Owners of the older Revolution 1911 GSR's might want to check their slides for a nasty defect I found on the gun I bought.

The defect's damage will show up on the Rear section of the Guide rod . Look carefully at the base of the guide rod and see if you see two deep dimples hammered into what should be a flat guide rod stop. The dimples should be on both sides -right and left [ if your slide has the defect ].

What I am calling a defect is really NOT in a technical sense. It is more of a lack of properly finishing this area of the slide causing the problem. It will eventually tear up your rear section of the guide rod with time.

If your guide rod shows these dimples into the metal, check to see if this rear section is not also bent a little.

Now for the cause: Check the SLIDE, near the rails at the front of the gun. Look at the section that slams into the guide rod's rear plate...........see if you find a small raised square area on what should be a flat surface that hits the guide rod. It will be only a few thousnadths of an inch "high", but that's all it takes to do the damage. I am wondering if my gun just missed a finishing process or is all of the older 1911's cursed with this problem??? You can hold the rear of the guide rod up to the slide and manually mate the two surfaces to see how and why a high spot would do some damage.

Curious to see if anyone else has this problem ??

JF.


----------



## SuckLead (Jul 4, 2006)

I don't own one, but I'll be checking the range rental tomorrow to see if it is there.


----------



## sniper350 (Jan 6, 2007)

Thanks Sucklead,
I am just wondering how many guns slipped through this way. It has the very real potential of weakening the guide rod and eventually breaking it while shooting.

In a defensive handgun, this could be fatal !

I had to replace my guide rod because the defect also caused the rear tabs [ that stratal around the barrel] to be bent slightly.

This condition could exist in many guns............and just no one has noticed or thought the guide rod should look that way with square dimples pounded into them. Instead of spending a lot of money "shipping" the weapon back to SIG and fighting with them to fix the problem [ since I am not the original owner ] I opted to break out the old Dremil. In used a tiny diamond bit to smooth out the raised square "boxes" left on this section of the slide. I do NOT recommend anyone else attempting this repair. Please send your gun to a gunsmith that has the proper tools or back to the factory.

On the other side - both my Colts have perfectly smooth surfaces contacting the guide rod "flats".

JF.


----------



## SuckLead (Jul 4, 2006)

Well, the one at work didn't have it, but I was informed that it is recent addition to the rentals, also.
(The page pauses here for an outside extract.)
PR #140, opened 2021-02-04
0004800: Subselect router expression wrapped in parentheses

boggard:


erilong:
Fixed for 3.13.  https://www.symmetricds.org/issues/view.php?id=4800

Sig seems to have some issues like that. I was talking about my sick P226 to some customers, over the course of time this has been happening, and apparently I am not the only one with the issue. It seems their early models with the nitron finish have the issue, and apparently the nitron finish was originally too harsh for the guns. So Sig needs to investigate these things before really using them.


----------